There are ways to mitigate these effects, and they are outlined in Jonathan's post, but here's a summary (and I don't write this to encourage you to use Cassandra as a queue backend, but because it explains a bit more about Cassandra works, and should help you understand why it's a bad fit for the problem):
To avoid the tombstone problem you cannot keep using the same queue, because it will fill upp with tombstones quicker than compactions can get rid of them and your performance will run straight into a brick wall. If you add a column to the primary key that is deterministic and depends on time you can avoid some of the performance problems, since fewer tombstones have time to build up and Cassandra will be able to completely remove old rows and all their tombstones.
Using a single row per queue also creates a hotspot. A single node will have to handle that queue, and the rest of the nodes will be idle. You might have lots of queues, but chances are that one of them will see much more traffic than the others and that means you get a hotspot. Shard the queues over multiple nodes by adding a second column to the primary key. It can be a hash of the message (for example crc32(message) % 60 would create 60 shards, don't use a too small number). When you want to find the next message you read from all of the shards and pick one of the results, ignoring the others. Ideally you find a way to combine this with something that depends on time, so that you fix that problem too while you're at it.
If you sort your messages after time of arrival (for example with TIMEUUID clustering key) and can somehow keep track of the newest messages that has been delivered, you can do a query to find all messages after that message. That would mean less thrawling through tombstones for Cassandra, but it is no panacea.
Then there's the issue of acknowledgements. I'm not sure if they matter to you, but it looks like you have some kind of locking mechanism in your schema (I'm thinking of the retries and sending columns). This will not work. Until Cassandra 2.0 and it's compare-and-swap features there is no way to make that work correctly. To implement a lock you need to read the value of the column, check if it's not locked, then write that it should now be locked. Even with consistency level ALL another application node can do the same operations at the same time, and both end up thinking that they locked the message. With CAS in Cassandra 2.0 it will be possible to do atomically, but at the cost of performance.
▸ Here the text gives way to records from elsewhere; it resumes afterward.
PR #1699, opened 2026-06-01
fix(MOR-250): callback blocksize=0 TX capture + 20 ms framing — restore Windows TX (open-core half)

morozsm:
## Summary

Windows TX delivery fix (open-core half). This PR makes the TX capture stream
produce frames the core PCM TX validator actually accepts, and kills the
~50 Hz read-seam comb that the previous fixed-blocksize capture introduced.

- Linear epic: **MOR-256** — audio-routing-redesign.
- Linear: **MOR-250** — Windows TX splatter / Po=0 W on TX.

This is the **open-core** half of a two-PR delivery. It ships **together** with
the proprietary companion PR (device selection + COM init); see cross-link
below.

## Root cause

On Windows, TX produced **Po = 0 W** (no carrier modulation) even though the
audio path looked connected. Two coupled defects:

1. **Read-seam comb.** Fixed-`blocksize` capture read the input stream in
   discrete chunks, and the boundary between successive reads injected a
   periodic discontinuity — a ~50 Hz comb across the TX audio. Switching to a
   callback-driven `blocksize=0` stream removes the application-side read seam
   entirely.
2. **TX frame-size rejection (the Po=0 W cause).** The callback +
   `blocksize=0` stream emitted **960-byte (10 ms)** frames, but the core PCM
   TX validator requires **1920-byte (20 ms)** frames (48 kHz, mono, S16LE).
   Result: **100 % of TX frames were rejected** at the validator, so nothing
   was ever transmitted. The capture path now re-chunks the callback stream
   into fixed `frame_ms` (1920-byte / 20 ms) frames before handoff, so the
   frames pass the validator unchanged.

## What changed

- `38663671` — **callback-driven `blocksize=0` TX capture.** Replaces the
  fixed-blocksize read loop with a callback stream so there is no
  application-side read seam, killing the ~50 Hz comb.
- `5c5f776` — **re-chunk the callback stream into fixed `frame_ms` frames.**
  Buffers callback output and emits exactly 1920-byte / 20 ms frames, fixing
  the TX frame-size rejection (960-vs-1920) that caused Po=0 W.
- `c88de19` — **regression test: capture ↔ core PCM TX validator seam.** Drives
  the capture output through the actual core validator and asserts acceptance;
  the historical 960-byte regression frame is explicitly rejected by this test.
- `3e7306a4` — **audio-path contract tests (codec/channels/rate SSOT).** Locks
  the TX format single-source-of-truth so codec, sample rate, and channel count
  cannot silently drift apart between capture and validator.

## Tests / verification

- New + seam suite: **23 passed** (`tests/test_audio_backend.py`,
  `tests/test_audio_capture_tx_validator_seam.py`,
  `tests/test_audio_tx_contract_consistency.py`).
- The new tests were **RED-verified without the fix** (they fail on the
  pre-fix capture behaviour), then green after.
- The seam test **rejects the 960-byte regression frame**, proving the
  validator boundary is enforced.

## On-air validation

After this fix, the operator completed **real FT8 QSOs** through the RigPlane
virtual audio driver on Windows. TX carrier modulation is restored end-to-end.

## Boundary

**mixed/split.** This PR is the **open-core** portion: the TX capture stream
and frame re-chunking (generic audio transport, no commercial/device logic).
The companion device-face selection and COM initialization live in the
proprietary `rigplane-pro` PR. **The two PRs must ship together** — locally the
companion consumes this core change via the editable path source; for
release/non-local consumption see the out-of-scope note in the companion PR.

## Out of scope / follow-up

- Release/version coordination (core version bump + companion re-pin) is tracked
  in the companion PR's out-of-scope section.
- **MOR-257** — comb bench harness — remains open.
- **MOR-258** — audio path tracer — remains open.

## Cross-link

Companion (proprietary) PR: https://github.com/rigplane/rigplane-pro/pull/1119

### DIFF
--- a/src/rigplane/audio/backend.py
+++ b/src/rigplane/audio/backend.py
@@ -242,13 +242,19 @@ class _PortAudioRxStream:
     ``blocksize=0`` opens cleanly.
 
     The PortAudio callback runs on the audio thread and must not block. It
-    copies the captured PCM (s16le) and hands it straight to the consumer
-    *callback*. Each callback delivers a device-natural, variable-size block;
-    it is forwarded verbatim so no new fixed-size re-framing seam (which would
-    re-introduce a discontinuity) is added. The consumer contract (see
-    :class:`RxStream`) is that the callback is cheap and thread-safe to invoke
-    from the audio thread; the companion bridge marshals onto its event loop
-    via ``call_soon_threadsafe``.
+    copies the captured PCM (s16le) out of the engine-native, variable-size
+    block and *re-chunks* it into fixed ``frame_ms``-sized frames before
+    handing them to the consumer *callback*. The downstream PCM-TX contract
+    requires fixed-size frames (e.g. 20 ms = 960 samples = 1920 bytes s16le
+    mono @ 48 kHz); a managed core validator rejects any frame whose byte
+    length differs. Re-chunking a *continuous* callback stream is lossless and
+    introduces no scheduling seam (the ~50 Hz comb came from the old
+    blocking-read inter-read gap, not from re-chunking), so this preserves the
+    fixed-frame contract without re-introducing the comb. Sub-frame remainders
+    are buffered across callbacks; a trailing partial frame at stop is dropped.
+    The consumer contract (see :class:`RxStream`) is that the callback is cheap
+    and thread-safe to invoke from the audio thread; the companion bridge
+    marshals onto its event loop via ``call_soon_threadsafe``.
     """
 
     def __init__(
@@ -258,6 +264,7 @@ class _PortAudioRxStream:
         sample_rate: int,
         channels: int,
         blocksize: int,
+        frame_ms: int,
     ) -> None:
         self._sd = sd
         self._device_index = device_index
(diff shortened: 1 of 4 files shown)


morozsm:
Agent Review: PASS for head a44fd72d

Independent review (not the implementation agent). Verified:
- Re-chunk in `_PortAudioRxStream._input_callback` is lossless: every byte enters the `bytearray` accumulator in order via `extend`, whole frames are sliced from the front (`acc[:frame_bytes]` / `del acc[:frame_bytes]`), remainder buffered; no dup/reorder. `_frame_bytes = frame_samples*channels*2` matches `PcmAudioFormat.frame_bytes` exactly (interleaved s16le). Accumulator is audio-thread-local; `stop()` rebinds it and nulls the callback before `stream.stop()` — GIL-atomic, no torn state (verified by the in-suite late-callback no-op assertion). Bridge `_on_tx_capture` marshals via `call_soon_threadsafe` (cheap/thread-safe, immutable `bytes`), so the audio-thread consumer contract holds.
- `blocksize=0` + `callback=` intact; `frame_ms` honored (sizes the emitted frame), no leftover `del frame_ms`; `asyncio` import correctly removed (only the deleted read loop used it).
- Tests hit REAL code, not re-implementations: seam test drives the real `_PortAudioRxStream` (only sounddevice faked) into the real `AudioRuntimeMixin._push_audio_tx_pcm_internal` (only `_check_connected`/`_audio_stream` stubbed). Independently reproduced: validator rejects the 960-byte frame and accepts 1920. `test_verbatim_forwarding_would_be_rejected` proves the guard is non-tautological.
- `a44fd72d` is a benign prose-only Icom-LAN->RigPlane rename in 2 test comment lines (no logic change); grep-gate clean.
- Scope: exactly 1 production file (backend.py) + 3 test files. Ran tests/test_audio_backend.py + the 2 new suites: 63 passed locally on a44fd72d; ruff clean. CI quick/grep-gate green.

There are a couple of more answers here on StackOverflow about Cassandra and queues, read them (start with this: Table with heavy writes and some reads in Cassandra. Primary key searches taking 30 seconds.
The grace period can be defined. Per default it is 10 days:
gc_grace_seconds¶
(Default: 864000 [10 days]) Specifies the time to wait before garbage
collecting tombstones (deletion markers). The default value allows a
great deal of time for consistency to be achieved prior to deletion.
In many deployments this interval can be reduced, and in a single-node
cluster it can be safely set to zero. When using CLI, use gc_grace
instead of gc_grace_seconds.
Taken from the
documentation
On a different note, I do not think that implementing a queue pattern in Cassandra is very useful. To prevent your worker to process one entry twice, you need to enforce "ALL" read consistency, which defeats the purpose of distributed database systems.
I highly recommend looking at specialized systems like messaging systems which support the queue pattern natively. Take a look at RabbitMQ for instance. You will be up and running in no time.
Theo's answer about not using Cassandra for queues is spot on.
Just wanted to add that we have been using Redis sorted sets for our queues and it has been working pretty well. Some of our queues have tens of millions of elements and are accessed hundreds of times per second.